Task to carry out: Return verbatim the line containing "I'd say until" together with all lines that follow it, through the end of the records.

▬▬▬▬▬▬

PR #974, opened 2024-06-20
Make some minor improvements for LastValueCache

llucax:
- **Add a `unique_id` to `LatestValueCache`**
- **Add `__str__` and `__repr__` to `LatestValueCache`**
- **Cancel `LatestValueCache`'s task if deleted**
- **Add `@override` to `PowerDistributingActor`**

### DIFF
--- a/src/frequenz/sdk/_internal/_channels.py
+++ b/src/frequenz/sdk/_internal/_channels.py
@@ -32,6 +32,10 @@ class ReceiverFetcher(typing.Generic[T_co], typing.Protocol):
 class _Sentinel:
     """A sentinel to denote that no value has been received yet."""
 
+    def __str__(self) -> str:
+        """Return a string representation of this sentinel."""
+        return "<no value received yet>"
+
 
 class LatestValueCache(typing.Generic[T_co]):
     """A cache that stores the latest value in a receiver."""
@@ -91,3 +95,14 @@ class LatestValueCache(typing.Generic[T_co]):
     async def stop(self) -> None:
         """Stop the cache."""
         await cancel_and_await(self._task)
+
+    def __repr__(self) -> str:
+        """Return a string representation of this cache."""
+        return (
+            f"<LatestValueCache latest_value={self._latest_value!r}, "
+            f"receiver={self._receiver!r}, unique_id={self._unique_id!r}>"
+        )
+
+    def __str__(self) -> str:
+        """Return the last value seen by this cache."""
+        return str(self._latest_value)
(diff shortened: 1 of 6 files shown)


llucax:
Enabled auto-merge.

src/frequenz/sdk/_internal/_channels.py
```diff
@@ -91,3 +91,14 @@ async def _run(self) -> None:
...
+    def __repr__(self) -> str:
+        """Return a string representation of the cache."""
+        return (
+            f"<LatestValueCache latest_value={self._latest_value!r}, "
+            f"receiver={self._receiver!r}, unique_id={self._unique_id!r}>"
+        )
+
+    def __str__(self) -> str:
+        """Return a string representation of the cache."""
+        return str(self._latest_value)
```
shsms, line 108: Maybe the docstring should say the latest value in the cache instead?

src/frequenz/sdk/_internal/_channels.py
```diff
@@ -92,6 +92,10 @@ async def stop(self) -> None:
         """Stop the cache."""
         await cancel_and_await(self._task)
 
+    def __del__(self) -> None:
+        """Stop the cache when it is deleted."""
+        self._task.cancel()
```
shsms: Best to check if the event loop is still running before calling cancel, else, we might get more warning spam in tests.

src/frequenz/sdk/_internal/_channels.py
llucax: OK, I tend to use just a generic docstring for `__str__` and `__repr__` but maybe in this case it is worth to be more explicit.

src/frequenz/sdk/_internal/_channels.py
llucax: Oh, really? Actually I added this because I was getting warnings in tests about the last value cache tasks being pending when the loop was destroyed. But I debugged the issue and the tasks were properly finished, it seems it might be a bug in pytest-async, I believe we had some similar issues in the past.

Maybe I should remove this and that's it, I think according to Python specs this should not be necessary, and tasks should be cancelled (or discarded) when the even loop is closed, and dangling tasks will also be removed from the loop and finished, it might only happen that this is delayed until the GC runs if the reference was part of a reference loop.

I'd say until we are completely sure this is really necessary we just don't add it.

llucax:
Updated to improve the `__str__` docstring and removed the commit adding `__del__`. I also implemented `__str__` for `_Sentinel` so we get a more meaningful string when the cache didn't receive any value yet.

src/frequenz/sdk/_internal/_channels.py
llucax: Just to add more context, this is the issue that made me try this:

* https://github.com/frequenz-floss/frequenz-sdk-python/pull/962#issuecomment-2182264984

shsms (approved):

▬▬▬▬▬▬

Answer to the problem:
I'd say until we are completely sure this is really necessary we just don't add it.

llucax:
Updated to improve the `__str__` docstring and removed the commit adding `__del__`. I also implemented `__str__` for `_Sentinel` so we get a more meaningful string when the cache didn't receive any value yet.

src/frequenz/sdk/_internal/_channels.py
llucax: Just to add more context, this is the issue that made me try this:

* https://github.com/frequenz-floss/frequenz-sdk-python/pull/962#issuecomment-2182264984

shsms (approved):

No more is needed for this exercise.